Despite the tiny bit of discomfort of running on new surfaces it also felt like a new challenge that I wanted to continue with.

Of course I was going to feel it. I had been running my entire life prior to his moment with sneakers that protected my feet.

Just because I was experiencing a little bit of pain it didn’t stop me from continuing my laps. All of a sudden before I knew it 30 minutes had gone by and I was feeling really good.

My cardio was great, and I was enjoying this new style of running. I didn’t want to push it too much for my first run, so I decided to call it a day on my first ever barefoot running experience and head home.

Climbing back into my car my feet were covered with pieces of grass blades and dirt.

That night I felt some new muscle soreness that I had not felt in a long time.

My shins, calfs and the bottoms of my feet felt sore. That good muscle soreness feeling when you know you had a good workout. But not the painful feeling of a pulled muscle.

I realized that the way I was running barefoot was engaging different muscles in my body that had not been challenged in this way for a long time.

Hmm, maybe I was on to something here. Not that running barefoot was my miraculous idea. In fact the barefoot movement has had a loyal following for years now.

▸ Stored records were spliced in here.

PR #3491, opened 2016-01-09
Fix stencil overflow bug by properly utilizing the 8 bits we have ava…

PaulZed:
This simplifies id generation and ensures that we aren't wasting space in our stencil buffer by using 1 bitfield for all tiles, instead of a segment of the bitfield per source.

### DIFF
--- a/src/mbgl/util/clip_id.cpp
+++ b/src/mbgl/util/clip_id.cpp
@@ -73,23 +73,19 @@ void ClipIDGenerator::update(std::forward_list<Tile *> tiles) {
         }
     }
 
-    if (!pool.empty()) {
-        const uint32_t bit_count = util::ceil_log2(pool.size() + 1);
-        const std::bitset<8> mask = uint64_t(((1ul << bit_count) - 1) << bit_offset);
+    uint32_t maxIdValue = (1ul << kStencilBufferBitLength) - 1;
 
-        // We are starting our count with 1 since we need at least 1 bit set to distinguish between
-        // areas without any tiles whatsoever and the current area.
-        uint8_t count = 1;
+    if (!pool.empty()) {
+      const std::bitset<8> mask = static_cast<uint64_t>(maxIdValue);
         for (auto& leaf : pool) {
             leaf.tile.clip.mask = mask;
-            leaf.tile.clip.reference = uint32_t(count++) << bit_offset;
+            leaf.tile.clip.reference = clipIdSerial++;
         }
 
-        bit_offset += bit_count;
         pools.push_front(std::move(pool));
     }
 
-    if (bit_offset > 8) {
+    if (clipIdSerial > maxIdValue) {
         Log::Error(Event::OpenGL, "stencil mask overflow");
     }
 }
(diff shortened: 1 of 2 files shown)


ansis:
With this approach I think we'll need to have a separate clipping mask for each source and redraw it whenever we switch between sources. Otherwise tiles in one source will block tiles in the other source from being rendered. I'll look into this more on monday

cc @kkaefer

PaulZed:
I'm not so sure I'm convinced. I don't see a compelling reason why sources would end up with different ids. The operation is for clipping to tile boundaries, so the only thing i can see that would end up causing the ID to be different for 2 collocated sources is sourceZ. That probably just means that tileID is the wrong thing to be using, or our comparator needs to drop sourceZ as a criterion.

ansis:
This is one of the case I'm thinking about:

There are two sources: A and B.
The map is showing zoom 0 and all the z0 tiles are loaded for both sources.
You zoom in to zoom 1.
All the z1 tiles for source A are loaded but source B is slower so they aren't loaded yet.
It renders the four z1 tiles from source A and the larger z0 tile from source B.

It needs some way of clipping the A tiles to each of their boundaries and the B tile to it's larger boundary that overlaps all the A tiles.

cc @kkaefer

PaulZed:
Well, the z coordinate would be different in that case (regular z, not sourceZ), so the clip mask should be fine. I guess my point was if we have Source A and Source B with the same tile coords x y z, then they represent the same region of the map, and we don't need to stencil it twice for the two different sources. they can test the same region.

If they're different in z, then they won't have the same clip ID, and the lower z tile, drawing first, should get clipped properly to its larger tile, and the higher z, drawing second, should get clipped to their appropriate tiles. Is there a use-case where tile coordinate z can be the same between 2 sources, yet sourceZ differs, requiring different clip masks? I can't think of anything.

ansis:
I don't think this would work. The two tiles from different sources in different zoom levels will have different IDs. Each fragment in the stencil buffer holds only one ID. Tiles are clipped by [checking for equality](https://github.com/mapbox/mapbox-gl-native/blob/c10f6489e61a52e3ae36af7cd2c40d120f9181da/src/mbgl/renderer/painter.cpp#L80). The check would match for only *one* of the two tiles so only *one* of them would be rendered at that fragment. However, since the tiles are from different sources you want to render *both* of them.

PaulZed:
Ah, I see. You're correct. I'll have a think on this then.

ansis:
Yeah, it's a messy problem

@kkaefer thinks that long-term we need to move away from stencil clipping by clipping the data before rendering.

billchen-tesla:
Agreed about clipping on the server. Stencil clipping will not work for 3D terrain as well.

PaulZed:
Yeah ideally this is something that can be addressed by not overworking the stencil test. I think if the geo generated on the server was clean enough that we didn't need to do fragment-level clipping, then we could feasibly use stencil only in the case that we have to resolve zoom related issues. We won't need nearly as many bits to accomplish this.

PR #3495, opened 2016-01-09
Send turnstile event when telemetry is paused

friedbunny:
The turnstile event is used solely to count monthly active users and should always be sent, regardless of whether the user has opted themselves out of telemetry.

The turnstile wasn't being turned if telemetry was paused because `_session` is invalided and `nil`'d in `pauseMetricsCollection`. This change instantiates a temporary `NSURLSession` for the turnstile event.

@1ec5 I could use your advice on my use of `strongSelf.session` here — before, we were straight-up calling `_session`, but inside of a background async block.

### DIFF
--- a/platform/ios/src/MGLMapboxEvents.m
+++ b/platform/ios/src/MGLMapboxEvents.m
@@ -543,7 +543,19 @@ const NSTimeInterval MGLFlushInterval = 60;
             [request setHTTPBody:jsonData];
 
             // Send non blocking HTTP Request to server
-            [[_session dataTaskWithRequest:request] resume];
+            if ( ! strongSelf.paused) {
+                [[strongSelf.session dataTaskWithRequest:request] resume];
+            } else {
+                for (MGLMapboxEventAttributes *event in events) {
+                    if ([event[@"event"] isEqualToString:MGLEventTypeAppUserTurnstile]) {
+                        NSURLSession *temporarySession = [NSURLSession sessionWithConfiguration:[NSURLSessionConfiguration defaultSessionConfiguration]
+                                                                                       delegate:strongSelf
+                                                                                  delegateQueue:nil];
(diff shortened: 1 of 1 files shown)


platform/ios/src/MGLMapboxEvents.m
```diff
@@ -543,7 +543,17 @@ - (void) postEvents:(NS_ARRAY_OF(MGLMapboxEventAttributes *) *)events {
...
+            if (strongSelf.session) {
+                [[strongSelf.session dataTaskWithRequest:request] resume];
+            } else {
+                // Session is invalidated when telemetry is paused, which means
+                // we have to manually manage its lifecycle here for the turnstile.
+                strongSelf.session = [NSURLSession sessionWithConfiguration:[NSURLSessionConfiguration defaultSessionConfiguration]
+                                                                   delegate:strongSelf
+                                                              delegateQueue:nil];
+                [[strongSelf.session dataTaskWithRequest:request] resume];
+                [strongSelf.session finishTasksAndInvalidate];
```
1ec5: Rather than checking for the existence of `MGLMapboxEvents.session`, I think it’d be better to check for paused state, or better yet, for an indication that this is a turnstile event. If we’re getting in here without a session for anything other than a turnstile event, that’s an error on our part, so the original code attempts to fail gracefully.

Additionally, could we keep this synchronous, turnstile-specific session a local variable, to avoid confusion about what kind of session is being stored in the ivar?

friedbunny: Making this more specific to the turnstile sounds good, forget why I didn't go with `isPaused` here but will look at casing this to the turnstile only.

:+1: on using a standalone `NSURLSession` here.

friedbunny:
Squashed and rebased, will merge when the tests go green.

Popular shoe companies are finally making thin soled shoes that show hardly any cushion. Their aim? To try to mimic a barefoot as much as possible.

There are even running sandals that are marketed specifically for running.

My plan going forward

I am going to incorporate running barefoot workouts into my usual weekly routine. The plan is to do about three barefoot running workouts a week.

For trail running, I knew that I needed to find a new sneaker.

With everything that I have read about the benefits of running barefoot, I didn’t want to throw that out the window and continue with my thick soled altra shoes during weekend trail runs through the woods.

So after lots of internet research and reading reviews I decided to purchase the Merrell Trail Glove 5 women’s running shoe.

This shoe is specifically meant to mimic as close to barefoot running on trails as possible. I am hopeful this will be a good switch from my current footwear.

And who knows, maybe at some point I will test barefoot running on a trail but until that time, I am excited to see where running barefoot takes me.